In kidney transplantation, it is pivotal to prevent HLA donor specific antibody (DSA) formation, which is triggered by immunogenic epitopes present on mismatched HLA. The optimal donor can theoretically be selected by avoiding these epitope mismatches. To implement epitope matching, it is essential to define the relevant epitope mismatches between recipient and donor. Therefore, we aimed at developing and validating a tool to define amino acid mismatches on donor HLA. This tool can be used to define the immunogenicity of HLA mismatches for a large number of recipient-donor pairs.

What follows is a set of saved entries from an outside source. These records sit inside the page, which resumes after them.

PR #196, opened 2018-02-16
add crypt_utils

sastels:
Two utility functions used to sign the nrcan files.


buckley-w-david:
Have you heard of [`secrets`](https://docs.python.org/3/library/secrets.html) library in python 3.6? May or may not simplify the stuff you're doing.

JasonMWhite:
This feels like 2 PRs, and 👍 to re-using standard crypto libraries.

buckley-w-david:
If we end up needing to do a non-trivial amount of cryptography, we should probably take a look at external libraries (Found the [`cryptography`](https://cryptography.io/en/latest/) library mentioned in the [FAQ](https://www.python.org/dev/peps/pep-0506/#frequently-asked-questions) of the `secrets` PEP)

sastels:
@buckley-w-david Looks like `secrets` now provides the recommended way of getting secure random bytes, rather than via`os.urandom()` 👍

sastels:

extract_endpoint/src/crypt_utils.py
```diff
@@ -0,0 +1,13 @@
+import os
+import hmac
+import base64
+
+
+def get_salt(num_bytes=64) -> str:
```
JasonMWhite: Is this function still needed?

extract_endpoint/src/crypt_utils.py
```diff
@@ -0,0 +1,13 @@
...
+    return base64.b64encode(os.urandom(num_bytes)).decode('utf-8')
```
JasonMWhite: Ask because you mentioned that use of `os.urandom` was no longer necessary.

extract_endpoint/src/crypt_utils.py
```diff
@@ -0,0 +1,13 @@
+import secrets
+import hmac
+import base64
+
+
+def get_salt(num_bytes=64) -> str:
+    return base64.b64encode(secrets.token_bytes(num_bytes)).decode('utf-8')
+
+
+def sign_string(salt: str, key: str, data: str) -> str:
```
JasonMWhite: Is it important that the caller knows to generate a random salt and pass it in, or could this function encapsulate that functionality as well? Maybe making `salt` default to `None` and auto-generate a salt the right way if none is passed in?

extract_endpoint/src/crypt_utils.py
sastels: huh, that was just to convert the random bytes to a string to pass to the microservice, but we can use `secrets.token_hex()` instead of `secrets.token_bytes()` and get a string directly. 🔥

extract_endpoint/src/crypt_utils.py
sastels: I'd say it's not that important? ie leave the user the option of not having a salt. The security drops, but not all that much against most types of attack.

extract_endpoint/tests/test_crypt_utils.py
```diff
@@ -0,0 +1,27 @@
...
+
+
+@pytest.fixture
+def sample_data() -> str:
+    return 'sample data'
+
+
+def test_sign_string(sample_salt: str, sample_key: str, sample_data: str) -> None:
+    actual = sign_string(salt=sample_salt, key=sample_key, data=sample_data)
+    assert actual == '8a2dbe236ead75dd242d3ee015b3d8b6'
```
JasonMWhite: Nitpick, but this is a rather fragile test. Not sure what the best approach would be (assert it exists and is a string of a certain length?). Not a big deal.

extract_endpoint/src/crypt_utils.py
```diff
@@ -0,0 +1,9 @@
+import hmac
+import typing
+
+
+def sign_string(salt: typing.Optional[str], key: str, data: str) -> str:
```
JasonMWhite: if it's optional, it should default to `None`. This code would be simpler if it defaulted to `''` however, and was never `Optional[str]`

extract_endpoint/tests/test_crypt_utils.py
sastels: Yeah, that's not a bad idea. Also added tests ensuring that changing either the salts or the keys give different signatures.

extract_endpoint/src/crypt_utils.py
```diff
@@ -0,0 +1,7 @@
+import hmac
+
+
+def sign_string(data: str, key: str, salt='') -> str:
```
JasonMWhite: `salt: str = ''`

We developed a computer algorithm containing all HLA amino acid (AA) sequences from the IPD-IMGT/HLA database and all theoretical and antibody-verified eplet AA (position and type) from the HLA Epitope Registry. The HLA input is preferably second field typing, as the HLA sequences of the recipient are compared to each mismatched HLA allele of the donor to define the number of AA mismatches. In addition, the physical properties of the AA mismatches are defined, which can be correlated to Luminex single antigen DSA formation after transplantation to define the immunogenic epitopes.

This tool and other approaches (EpVix, Cambridge AA mm score) were used to analyse 233 first kidney transplant recipient-donor pairs as part of the 17th IHIWS epitope component. Comparing the results of all approaches similar number of mismatches were observed.

For both HLA class I and class II, we found that increasing numbers of AA mismatches resulted in a higher probability of DSA formation (as indicated in figure 1).

This newly developed computer algorithm can be used to define HLA AA mismatches for a large number of recipient-donor pairs from all kind of populations and to select optimal donors in kidney transplantation. An advantage of this tool is that all HLA alleles, including rare alleles, can be analysed.